* REQUIRED ACTION:
Search the entries below. Return every line that has "change" in it.

* DATASET:
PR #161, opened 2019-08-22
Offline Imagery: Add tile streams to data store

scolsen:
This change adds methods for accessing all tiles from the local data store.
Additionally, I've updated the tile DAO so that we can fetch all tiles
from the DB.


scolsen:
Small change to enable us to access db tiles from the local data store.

* SOLVED EXERCISE:
This change adds methods for accessing all tiles from the local data store.
Small change to enable us to access db tiles from the local data store.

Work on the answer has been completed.